• _INPUT DATA_
=== Begin Enclosure ===

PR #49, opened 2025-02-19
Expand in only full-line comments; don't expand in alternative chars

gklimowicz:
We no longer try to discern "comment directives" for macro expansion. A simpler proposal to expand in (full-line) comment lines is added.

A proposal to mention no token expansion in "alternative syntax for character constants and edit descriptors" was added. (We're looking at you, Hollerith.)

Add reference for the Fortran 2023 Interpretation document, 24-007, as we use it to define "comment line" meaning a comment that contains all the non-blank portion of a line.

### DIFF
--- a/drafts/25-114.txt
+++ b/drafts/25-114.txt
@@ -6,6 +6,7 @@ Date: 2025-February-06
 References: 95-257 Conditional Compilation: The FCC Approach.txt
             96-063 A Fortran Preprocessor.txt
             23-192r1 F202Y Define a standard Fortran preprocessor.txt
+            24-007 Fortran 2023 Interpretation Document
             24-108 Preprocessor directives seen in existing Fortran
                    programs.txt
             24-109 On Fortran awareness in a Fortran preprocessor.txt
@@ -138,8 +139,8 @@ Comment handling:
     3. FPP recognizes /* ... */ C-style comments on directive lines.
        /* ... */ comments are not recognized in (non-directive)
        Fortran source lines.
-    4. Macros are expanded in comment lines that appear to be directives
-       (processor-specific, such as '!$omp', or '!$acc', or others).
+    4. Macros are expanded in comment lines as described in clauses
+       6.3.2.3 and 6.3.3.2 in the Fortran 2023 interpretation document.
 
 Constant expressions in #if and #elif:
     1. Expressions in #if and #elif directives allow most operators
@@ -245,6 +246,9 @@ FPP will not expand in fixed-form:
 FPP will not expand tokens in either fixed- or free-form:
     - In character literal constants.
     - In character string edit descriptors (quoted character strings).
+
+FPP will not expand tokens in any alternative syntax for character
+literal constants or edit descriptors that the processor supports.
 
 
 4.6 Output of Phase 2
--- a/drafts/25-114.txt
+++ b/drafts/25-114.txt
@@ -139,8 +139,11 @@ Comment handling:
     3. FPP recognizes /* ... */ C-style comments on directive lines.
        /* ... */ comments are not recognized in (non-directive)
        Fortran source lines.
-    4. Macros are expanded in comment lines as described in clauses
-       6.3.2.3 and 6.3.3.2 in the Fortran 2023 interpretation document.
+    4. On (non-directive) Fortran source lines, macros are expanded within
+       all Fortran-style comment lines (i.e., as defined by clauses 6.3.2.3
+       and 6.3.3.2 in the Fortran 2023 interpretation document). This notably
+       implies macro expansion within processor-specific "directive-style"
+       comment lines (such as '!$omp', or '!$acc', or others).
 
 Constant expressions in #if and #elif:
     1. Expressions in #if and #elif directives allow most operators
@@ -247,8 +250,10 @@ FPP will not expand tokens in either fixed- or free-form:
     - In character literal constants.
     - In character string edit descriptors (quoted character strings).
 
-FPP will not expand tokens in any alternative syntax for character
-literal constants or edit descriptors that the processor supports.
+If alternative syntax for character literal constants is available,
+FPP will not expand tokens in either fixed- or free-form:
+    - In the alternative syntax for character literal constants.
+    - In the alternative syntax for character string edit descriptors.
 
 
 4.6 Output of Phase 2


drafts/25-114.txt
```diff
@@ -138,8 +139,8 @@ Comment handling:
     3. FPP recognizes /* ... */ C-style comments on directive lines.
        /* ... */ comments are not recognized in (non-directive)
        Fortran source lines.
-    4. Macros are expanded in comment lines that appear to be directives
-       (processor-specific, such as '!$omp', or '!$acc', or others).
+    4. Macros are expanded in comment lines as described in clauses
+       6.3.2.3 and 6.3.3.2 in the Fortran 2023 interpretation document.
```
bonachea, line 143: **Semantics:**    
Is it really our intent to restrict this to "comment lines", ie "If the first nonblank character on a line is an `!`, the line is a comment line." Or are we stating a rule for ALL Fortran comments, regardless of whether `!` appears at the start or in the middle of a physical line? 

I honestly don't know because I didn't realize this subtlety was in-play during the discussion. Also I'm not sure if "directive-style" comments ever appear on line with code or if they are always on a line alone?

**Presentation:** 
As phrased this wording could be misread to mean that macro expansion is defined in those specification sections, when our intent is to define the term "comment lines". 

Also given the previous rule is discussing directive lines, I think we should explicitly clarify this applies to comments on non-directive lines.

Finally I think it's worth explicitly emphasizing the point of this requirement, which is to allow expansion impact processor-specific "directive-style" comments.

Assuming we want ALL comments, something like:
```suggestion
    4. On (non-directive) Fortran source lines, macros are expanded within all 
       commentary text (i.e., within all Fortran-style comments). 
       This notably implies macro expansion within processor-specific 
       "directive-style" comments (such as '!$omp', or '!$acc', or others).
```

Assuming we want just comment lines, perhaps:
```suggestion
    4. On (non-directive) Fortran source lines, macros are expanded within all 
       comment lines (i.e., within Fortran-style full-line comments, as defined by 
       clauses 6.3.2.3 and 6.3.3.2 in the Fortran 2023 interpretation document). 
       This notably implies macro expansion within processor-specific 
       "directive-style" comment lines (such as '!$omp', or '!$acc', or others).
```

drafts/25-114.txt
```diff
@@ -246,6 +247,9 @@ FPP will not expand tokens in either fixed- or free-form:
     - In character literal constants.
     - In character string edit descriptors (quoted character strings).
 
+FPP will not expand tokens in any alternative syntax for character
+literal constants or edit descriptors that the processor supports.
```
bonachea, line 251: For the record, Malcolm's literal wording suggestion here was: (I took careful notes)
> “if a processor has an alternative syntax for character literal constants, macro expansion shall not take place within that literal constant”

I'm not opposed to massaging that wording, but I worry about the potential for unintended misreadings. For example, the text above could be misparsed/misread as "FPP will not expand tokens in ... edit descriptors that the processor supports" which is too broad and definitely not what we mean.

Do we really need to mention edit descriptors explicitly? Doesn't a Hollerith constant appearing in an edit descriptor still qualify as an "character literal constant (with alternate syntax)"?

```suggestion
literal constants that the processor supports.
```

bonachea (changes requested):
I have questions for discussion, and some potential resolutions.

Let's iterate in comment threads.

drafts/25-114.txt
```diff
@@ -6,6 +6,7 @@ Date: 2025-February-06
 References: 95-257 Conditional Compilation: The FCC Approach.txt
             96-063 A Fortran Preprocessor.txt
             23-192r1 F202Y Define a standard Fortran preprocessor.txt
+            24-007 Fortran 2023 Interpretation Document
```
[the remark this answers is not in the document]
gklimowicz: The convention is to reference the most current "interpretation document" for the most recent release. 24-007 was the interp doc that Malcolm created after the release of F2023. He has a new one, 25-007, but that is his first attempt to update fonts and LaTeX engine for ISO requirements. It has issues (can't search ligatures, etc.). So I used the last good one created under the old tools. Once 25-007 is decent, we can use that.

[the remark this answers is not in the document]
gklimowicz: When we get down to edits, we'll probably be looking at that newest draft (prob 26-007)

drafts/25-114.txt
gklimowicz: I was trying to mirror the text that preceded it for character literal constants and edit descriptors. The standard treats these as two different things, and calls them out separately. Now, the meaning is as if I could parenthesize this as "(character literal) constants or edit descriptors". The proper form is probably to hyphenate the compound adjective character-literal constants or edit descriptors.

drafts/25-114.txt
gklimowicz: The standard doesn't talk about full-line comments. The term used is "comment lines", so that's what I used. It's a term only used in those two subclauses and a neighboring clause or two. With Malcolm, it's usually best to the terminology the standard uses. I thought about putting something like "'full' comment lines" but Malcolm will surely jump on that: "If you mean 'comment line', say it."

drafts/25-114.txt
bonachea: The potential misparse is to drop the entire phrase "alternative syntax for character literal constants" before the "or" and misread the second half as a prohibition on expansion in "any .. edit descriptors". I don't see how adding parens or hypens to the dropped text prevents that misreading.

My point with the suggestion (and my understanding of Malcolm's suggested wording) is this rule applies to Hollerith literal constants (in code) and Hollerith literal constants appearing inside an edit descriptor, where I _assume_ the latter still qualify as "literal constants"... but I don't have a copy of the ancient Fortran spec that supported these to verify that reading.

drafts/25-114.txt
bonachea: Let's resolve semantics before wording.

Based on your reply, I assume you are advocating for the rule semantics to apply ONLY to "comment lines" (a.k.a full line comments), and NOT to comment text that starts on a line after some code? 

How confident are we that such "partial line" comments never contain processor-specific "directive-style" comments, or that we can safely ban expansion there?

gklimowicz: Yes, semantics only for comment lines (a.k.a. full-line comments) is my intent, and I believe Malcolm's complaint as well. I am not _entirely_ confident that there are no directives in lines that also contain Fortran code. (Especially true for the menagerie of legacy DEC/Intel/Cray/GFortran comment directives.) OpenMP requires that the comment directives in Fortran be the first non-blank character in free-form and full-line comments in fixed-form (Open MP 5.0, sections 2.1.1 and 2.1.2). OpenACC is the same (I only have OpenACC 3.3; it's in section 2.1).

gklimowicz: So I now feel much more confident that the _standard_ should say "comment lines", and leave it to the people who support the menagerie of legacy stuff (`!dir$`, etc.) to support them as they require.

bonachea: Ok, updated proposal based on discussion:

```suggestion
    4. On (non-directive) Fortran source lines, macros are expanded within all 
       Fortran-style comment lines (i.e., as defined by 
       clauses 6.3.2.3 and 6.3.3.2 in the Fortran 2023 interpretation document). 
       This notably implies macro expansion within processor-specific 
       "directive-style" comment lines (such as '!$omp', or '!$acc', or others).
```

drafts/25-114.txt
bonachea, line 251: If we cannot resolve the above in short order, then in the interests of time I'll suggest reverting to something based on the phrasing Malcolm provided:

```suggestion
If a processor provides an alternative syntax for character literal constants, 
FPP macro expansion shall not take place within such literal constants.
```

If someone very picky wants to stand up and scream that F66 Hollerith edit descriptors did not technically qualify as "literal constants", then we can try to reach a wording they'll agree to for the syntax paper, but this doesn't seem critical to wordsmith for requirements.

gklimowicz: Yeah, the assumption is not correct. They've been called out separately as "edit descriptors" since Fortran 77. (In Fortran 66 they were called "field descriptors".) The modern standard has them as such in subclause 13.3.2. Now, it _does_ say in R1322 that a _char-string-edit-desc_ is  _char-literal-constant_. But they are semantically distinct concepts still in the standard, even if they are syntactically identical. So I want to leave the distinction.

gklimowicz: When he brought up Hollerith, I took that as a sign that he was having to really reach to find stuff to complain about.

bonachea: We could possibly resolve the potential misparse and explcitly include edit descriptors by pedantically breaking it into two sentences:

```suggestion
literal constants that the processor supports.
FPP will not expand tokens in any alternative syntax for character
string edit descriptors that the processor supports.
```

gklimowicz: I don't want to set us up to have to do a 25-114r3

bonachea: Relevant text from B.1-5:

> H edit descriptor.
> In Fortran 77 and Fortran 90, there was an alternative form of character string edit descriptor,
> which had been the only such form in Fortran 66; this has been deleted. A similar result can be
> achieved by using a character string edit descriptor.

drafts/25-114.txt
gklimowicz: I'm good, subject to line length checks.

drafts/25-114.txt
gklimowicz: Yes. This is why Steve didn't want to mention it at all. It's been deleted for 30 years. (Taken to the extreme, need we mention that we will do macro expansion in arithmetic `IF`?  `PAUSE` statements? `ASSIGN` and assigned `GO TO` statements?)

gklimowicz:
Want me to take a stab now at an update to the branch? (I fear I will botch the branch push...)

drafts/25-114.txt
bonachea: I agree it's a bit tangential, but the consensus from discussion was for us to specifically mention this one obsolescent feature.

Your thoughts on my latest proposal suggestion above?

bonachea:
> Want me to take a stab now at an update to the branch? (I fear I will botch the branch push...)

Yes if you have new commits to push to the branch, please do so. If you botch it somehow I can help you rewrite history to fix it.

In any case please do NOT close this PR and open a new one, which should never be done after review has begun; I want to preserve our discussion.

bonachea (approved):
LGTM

=== End Enclosure ===

• _WHAT TO WORK ON_
Your answer must be a single number: the count of lines in the data that contain the string "something".

• _EXERCISE OUTPUT_
3